> EXERCISE AIM
Select, from the data, each line where "configured" occurs.

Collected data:
"""

PR #2450, opened 2017-02-16
WIP Unrecoverable exceptions

danielmarbach:
Documentation for https://github.com/Particular/NServiceBus/pull/4479

@Particular/nservicebus-maintainers @Particular/docs-maintainers please review

### DIFF
--- a/Snippets/Core/Core_6/Recoverability/Delayed/CustomPolicies/FullyCustomizedPolicy.cs
+++ b/Snippets/Core/Core_6/Recoverability/Delayed/CustomPolicies/FullyCustomizedPolicy.cs
@@ -57,4 +57,62 @@
         {
         }
     }
+
+    class FullyCustomizedPolicy62
+    {
+        FullyCustomizedPolicy62(EndpointConfiguration endpointConfiguration)
+        {
+            #region FullyCustomizedPolicyRecoverabilityConfiguration [6.2,)
+
+            var recoverability = endpointConfiguration.Recoverability();
+            recoverability.AddUnrecoverableException<MyBusinessException>();
+            recoverability.CustomPolicy(MyCustomRetryPolicy);
+            // configuration can still be tweaked on this level if desired, data will be passed into the policy
+            recoverability.Immediate(
+                immediate =>
+                {
+                    immediate.NumberOfRetries(3);
+                });
+            recoverability.Delayed(
+                delayed =>
+                {
+                    var retries = delayed.NumberOfRetries(3);
+                    retries.TimeIncrease(TimeSpan.FromSeconds(2));
+                });
+
+            #endregion
+        }
+
+        #region FullyCustomizedPolicy [6.2,)
+
+        RecoverabilityAction MyCustomRetryPolicy(RecoverabilityConfig config, ErrorContext context)
+        {
+            // early decisions and return before custom policy is invoked
+            // i.e. all unrecoverable exceptions should always go to customized error queue
+            foreach (var unrecoverableExceptionType in config.Failed.UnrecoverableExceptionTypes)
+            {
+                if (unrecoverableExceptionType.IsInstanceOfType(context.Exception))
+                {
+                    return RecoverabilityAction.MoveToError("customErrorQueue");
+                }
+            }
+
+            // override delayed retry decision for custom exception
+            // i.e. MyOtherBusinessException should do fixed backoff of 5 seconds
+            if (context.Exception is MyOtherBusinessException && context.DelayedDeliveriesPerformed <= config.Delayed.MaxNumberOfRetries)
+            {
+                return RecoverabilityAction.DelayedRetry(TimeSpan.FromSeconds(5));
+            }
+
+            // in all other cases No Immediate or Delayed Retries, go to default error queue
+            return RecoverabilityAction.MoveToError(config.Failed.ErrorQueue);
+        }
+
+        #endregion
+
+        class MyOtherBusinessException :
+            Exception
+        {
+        }
+    }
 }
--- a/nservicebus/recoverability/custom-recoverability-policy.md
+++ b/nservicebus/recoverability/custom-recoverability-policy.md
@@ -18,7 +18,7 @@ related:
 
 The default Recoverability Policy is implemented in `DefaultRecoverabilityPolicy` and publicly exposed for use cases when the default recoverability behavior needs to be reused as part of a custom recoverability policy. The default policy takes into account the settings provided for Immediate Retries, Delayed Retries and the configured error queue. The default policy works like the following:
 
- 1. When an exception of type `MessageDeserializedException` was raised, the `MoveToError` recoverability action is returned with the default error queue.
+ 1. When an unrecoverable exception was raised, by default exceptions of type `MessageDeserializedException`, the `MoveToError` recoverability action is returned with the default error queue.
  1. If the `ImmediateProcessingFailures` is less or equal to the configured `MaxNumberOfRetries` for Immediate Retries, the `ImmediateRetry` recoverability action is returned.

"""

> SOLUTION TO THIS TASK
 The default Recoverability Policy is implemented in `DefaultRecoverabilityPolicy` and publicly exposed for use cases when the default recoverability behavior needs to be reused as part of a custom recoverability policy. The default policy takes into account the settings provided for Immediate Retries, Delayed Retries and the configured error queue. The default policy works like the following:
  1. If the `ImmediateProcessingFailures` is less or equal to the configured `MaxNumberOfRetries` for Immediate Retries, the `ImmediateRetry` recoverability action is returned.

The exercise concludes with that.